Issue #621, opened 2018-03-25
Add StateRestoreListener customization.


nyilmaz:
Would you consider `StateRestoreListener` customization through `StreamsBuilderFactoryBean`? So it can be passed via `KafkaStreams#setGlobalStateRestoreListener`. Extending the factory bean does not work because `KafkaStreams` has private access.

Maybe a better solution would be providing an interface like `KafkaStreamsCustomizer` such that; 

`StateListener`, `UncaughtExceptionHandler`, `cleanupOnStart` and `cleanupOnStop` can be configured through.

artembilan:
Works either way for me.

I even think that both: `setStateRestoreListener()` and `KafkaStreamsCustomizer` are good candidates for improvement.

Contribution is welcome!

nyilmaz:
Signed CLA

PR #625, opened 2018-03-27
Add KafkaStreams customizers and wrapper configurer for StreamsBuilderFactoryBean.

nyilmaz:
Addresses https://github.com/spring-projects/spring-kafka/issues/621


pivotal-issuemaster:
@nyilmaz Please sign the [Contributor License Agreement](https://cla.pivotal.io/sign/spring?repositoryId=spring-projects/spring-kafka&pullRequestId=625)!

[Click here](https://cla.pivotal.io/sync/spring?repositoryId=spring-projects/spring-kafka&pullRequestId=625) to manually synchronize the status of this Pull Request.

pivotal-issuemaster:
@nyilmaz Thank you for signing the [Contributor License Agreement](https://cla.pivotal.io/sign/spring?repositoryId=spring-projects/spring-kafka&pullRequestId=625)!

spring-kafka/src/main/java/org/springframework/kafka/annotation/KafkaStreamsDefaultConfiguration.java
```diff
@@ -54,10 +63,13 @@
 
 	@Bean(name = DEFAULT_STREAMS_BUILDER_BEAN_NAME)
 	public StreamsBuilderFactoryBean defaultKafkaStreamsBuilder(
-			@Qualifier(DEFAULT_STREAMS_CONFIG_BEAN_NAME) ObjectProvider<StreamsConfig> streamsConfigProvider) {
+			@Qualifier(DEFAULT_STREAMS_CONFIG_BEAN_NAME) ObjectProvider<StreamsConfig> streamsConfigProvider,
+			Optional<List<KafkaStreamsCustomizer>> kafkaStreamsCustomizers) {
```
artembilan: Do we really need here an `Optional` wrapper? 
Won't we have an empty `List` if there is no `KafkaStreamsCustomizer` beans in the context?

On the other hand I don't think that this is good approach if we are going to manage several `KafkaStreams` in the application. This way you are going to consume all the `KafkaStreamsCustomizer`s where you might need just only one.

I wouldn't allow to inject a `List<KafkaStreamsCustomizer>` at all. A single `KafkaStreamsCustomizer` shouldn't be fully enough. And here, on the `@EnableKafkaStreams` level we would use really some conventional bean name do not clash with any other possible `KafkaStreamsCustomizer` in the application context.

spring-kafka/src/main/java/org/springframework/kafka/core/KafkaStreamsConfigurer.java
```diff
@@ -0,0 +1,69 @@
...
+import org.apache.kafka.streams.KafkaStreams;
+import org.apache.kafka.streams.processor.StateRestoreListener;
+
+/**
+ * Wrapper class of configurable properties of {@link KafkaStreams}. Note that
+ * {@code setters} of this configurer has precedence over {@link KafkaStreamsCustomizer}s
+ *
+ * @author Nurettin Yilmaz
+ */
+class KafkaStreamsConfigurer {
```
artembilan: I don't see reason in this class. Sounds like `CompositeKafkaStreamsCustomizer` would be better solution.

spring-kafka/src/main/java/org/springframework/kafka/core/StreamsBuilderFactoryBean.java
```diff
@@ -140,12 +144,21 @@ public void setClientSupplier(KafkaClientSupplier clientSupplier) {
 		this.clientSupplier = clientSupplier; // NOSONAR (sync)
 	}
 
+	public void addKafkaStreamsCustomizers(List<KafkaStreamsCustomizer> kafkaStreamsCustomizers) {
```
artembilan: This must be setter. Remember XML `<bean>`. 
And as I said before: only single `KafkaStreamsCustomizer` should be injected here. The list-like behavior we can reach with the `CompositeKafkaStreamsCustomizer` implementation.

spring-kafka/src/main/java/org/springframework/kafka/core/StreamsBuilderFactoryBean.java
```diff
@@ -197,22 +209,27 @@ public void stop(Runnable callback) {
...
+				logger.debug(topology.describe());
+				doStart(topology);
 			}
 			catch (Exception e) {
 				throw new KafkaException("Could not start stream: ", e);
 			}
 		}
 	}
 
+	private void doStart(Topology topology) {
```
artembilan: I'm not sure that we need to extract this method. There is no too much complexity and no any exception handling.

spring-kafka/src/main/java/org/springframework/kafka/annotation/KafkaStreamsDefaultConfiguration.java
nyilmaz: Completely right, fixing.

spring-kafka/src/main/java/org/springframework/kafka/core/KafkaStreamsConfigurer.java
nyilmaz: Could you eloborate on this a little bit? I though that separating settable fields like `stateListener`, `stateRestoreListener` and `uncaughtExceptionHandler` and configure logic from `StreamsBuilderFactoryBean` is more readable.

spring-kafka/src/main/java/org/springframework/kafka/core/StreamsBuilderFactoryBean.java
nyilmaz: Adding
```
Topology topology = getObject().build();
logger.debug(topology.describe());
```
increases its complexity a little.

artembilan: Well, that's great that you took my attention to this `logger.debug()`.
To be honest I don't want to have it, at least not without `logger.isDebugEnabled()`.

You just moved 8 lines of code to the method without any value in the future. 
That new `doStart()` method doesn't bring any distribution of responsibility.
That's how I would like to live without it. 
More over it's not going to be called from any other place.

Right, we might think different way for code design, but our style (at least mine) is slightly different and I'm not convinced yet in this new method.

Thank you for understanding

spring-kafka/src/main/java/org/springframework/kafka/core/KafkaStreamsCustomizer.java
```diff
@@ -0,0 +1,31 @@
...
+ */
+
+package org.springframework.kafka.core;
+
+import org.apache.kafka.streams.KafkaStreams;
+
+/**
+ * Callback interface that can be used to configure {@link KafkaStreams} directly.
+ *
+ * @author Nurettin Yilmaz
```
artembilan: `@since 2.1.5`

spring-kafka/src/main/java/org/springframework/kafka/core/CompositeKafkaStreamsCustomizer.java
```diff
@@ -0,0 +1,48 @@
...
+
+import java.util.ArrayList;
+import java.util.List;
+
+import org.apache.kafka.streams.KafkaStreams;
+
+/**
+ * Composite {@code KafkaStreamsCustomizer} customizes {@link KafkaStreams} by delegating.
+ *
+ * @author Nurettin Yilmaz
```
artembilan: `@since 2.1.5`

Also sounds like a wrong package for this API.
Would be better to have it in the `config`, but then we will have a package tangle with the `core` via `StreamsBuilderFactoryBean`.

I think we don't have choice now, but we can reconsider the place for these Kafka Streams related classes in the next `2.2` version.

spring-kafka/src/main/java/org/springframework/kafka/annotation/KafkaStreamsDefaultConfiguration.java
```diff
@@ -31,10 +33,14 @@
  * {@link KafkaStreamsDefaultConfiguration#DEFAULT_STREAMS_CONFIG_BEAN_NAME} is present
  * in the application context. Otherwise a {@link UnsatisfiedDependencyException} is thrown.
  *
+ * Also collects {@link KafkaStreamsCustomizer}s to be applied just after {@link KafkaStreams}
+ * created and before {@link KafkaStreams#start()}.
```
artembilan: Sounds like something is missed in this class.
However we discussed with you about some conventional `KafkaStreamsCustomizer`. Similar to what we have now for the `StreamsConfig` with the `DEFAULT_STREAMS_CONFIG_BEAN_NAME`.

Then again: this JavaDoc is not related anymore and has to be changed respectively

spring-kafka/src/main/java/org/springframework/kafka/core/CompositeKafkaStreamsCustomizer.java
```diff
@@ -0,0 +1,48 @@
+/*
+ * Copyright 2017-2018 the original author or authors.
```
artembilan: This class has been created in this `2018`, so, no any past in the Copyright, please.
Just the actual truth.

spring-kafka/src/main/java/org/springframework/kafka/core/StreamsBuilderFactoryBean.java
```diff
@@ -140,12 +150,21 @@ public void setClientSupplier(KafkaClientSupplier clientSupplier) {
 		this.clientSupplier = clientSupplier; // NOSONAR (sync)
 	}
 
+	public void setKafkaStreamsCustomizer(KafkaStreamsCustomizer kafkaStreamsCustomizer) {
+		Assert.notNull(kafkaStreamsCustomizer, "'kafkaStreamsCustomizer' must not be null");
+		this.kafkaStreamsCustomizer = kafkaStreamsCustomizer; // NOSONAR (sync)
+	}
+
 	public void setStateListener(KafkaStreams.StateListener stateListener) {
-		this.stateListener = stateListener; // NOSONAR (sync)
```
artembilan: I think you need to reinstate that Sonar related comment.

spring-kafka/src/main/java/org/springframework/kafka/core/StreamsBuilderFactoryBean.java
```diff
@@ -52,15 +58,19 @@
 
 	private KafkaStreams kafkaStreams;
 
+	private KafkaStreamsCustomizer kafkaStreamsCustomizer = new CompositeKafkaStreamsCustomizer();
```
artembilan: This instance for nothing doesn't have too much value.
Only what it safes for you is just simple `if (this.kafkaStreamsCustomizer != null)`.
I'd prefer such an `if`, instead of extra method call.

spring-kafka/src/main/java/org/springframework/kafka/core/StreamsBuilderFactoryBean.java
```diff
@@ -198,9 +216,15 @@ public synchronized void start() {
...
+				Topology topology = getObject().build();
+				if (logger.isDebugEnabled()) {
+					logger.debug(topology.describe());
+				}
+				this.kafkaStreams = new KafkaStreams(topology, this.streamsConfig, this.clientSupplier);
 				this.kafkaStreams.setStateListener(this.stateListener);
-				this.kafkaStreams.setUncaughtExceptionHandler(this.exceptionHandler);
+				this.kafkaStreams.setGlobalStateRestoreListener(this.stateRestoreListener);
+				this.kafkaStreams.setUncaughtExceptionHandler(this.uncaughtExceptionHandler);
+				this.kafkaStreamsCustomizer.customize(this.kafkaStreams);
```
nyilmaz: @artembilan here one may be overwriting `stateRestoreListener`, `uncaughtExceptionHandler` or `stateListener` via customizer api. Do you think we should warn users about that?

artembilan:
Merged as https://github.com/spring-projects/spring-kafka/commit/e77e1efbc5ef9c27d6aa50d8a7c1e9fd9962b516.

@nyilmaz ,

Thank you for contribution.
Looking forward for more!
──────────────────────────────
• EXERCISE AIM: Looking at the entries above, say how many lines contain the word "setStateListener". Nothing but the number is needed.

• RESPONSE: 2